A noter que toutes les castes ne sont pas répandues dans toutes les parties de l’Inde, tout comme il existe des castes spécifiques à certaines régions.

3) Une transmission héréditaire

Comme nous le mentionnons, l’idéologie de ce système affirme que les Hommes sont fondamentalement inégaux. Une caste est rattachée à chaque individu dès sa naissance, il s’agit de sa caste de naissance, on parle alors d’un système héréditaire. On naît dans une certaine caste et on ne pourra en changer. A chaque caste est attribuée une tâche, le devoir de chacun est de l’accomplir.

L’endogamie est ainsi préférée. Les Indiens se marient entre personnes de la même caste, voire de la même sous-caste.

Néanmoins, une évolution de ce système d’hérédité a été observée ces dernières années. Un individu assigné à une caste, et donc logiquement à un métier spécifique, ne réalisera pas forcément le métier attribué.

Il n’existe pas d’adéquation radicale entre le métier et la caste ».

Cette évolution a ainsi bouleversé l’interdépendance des castes et leur hiérarchisation.

4) Pour quels effets sur l’Inde contemporaine ?

Ce système de castes, malgré son interdiction par la constitution indienne, continue ses affaires discriminantes envers les castes inférieures.

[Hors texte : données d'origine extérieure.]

PR #1260, opened 2022-08-22
[MLIR][TORCH] Fix CI failure due to failing tests

vivekkhandelwal1:


powderluv (approved):
Should we file a bug to track the root cause?

vivekkhandelwal1:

De plus, et généralement, les classes dominantes vivent dans le centre, tandis que les plus basses vivent en périphérie. Cela limite ainsi le mélange de castes. À cela s’ajoute la recrudescence de la violence liée à ce système (peu de rapports sur ces faits). On relève toutefois que, selon un rapport de l’ONU datant de 2005, il y a eu plus de 31 000 actes violents commis contre les Dalits en 1996.

Depuis l’indépendance de l’Inde, plusieurs états ont pris le problème à bras le corps, développant des politiques qui ne tiennent plus compte des castes et qui favorisent la mobilité sociale. Dans une optique de discrimination positive, incluant la mise en place de quotas pour les membres des castes basses, ces dernières ont été renommées en castes défavorisées. Des quotas qui sont d’ailleurs sources d’émeutes aujourd’hui, puisque malgré cela près d’une personne sur quatre vit avec moins de 1,25 dollar par jour en Inde et que le pays est confronté à des problèmes de chômage et de sous-emplois.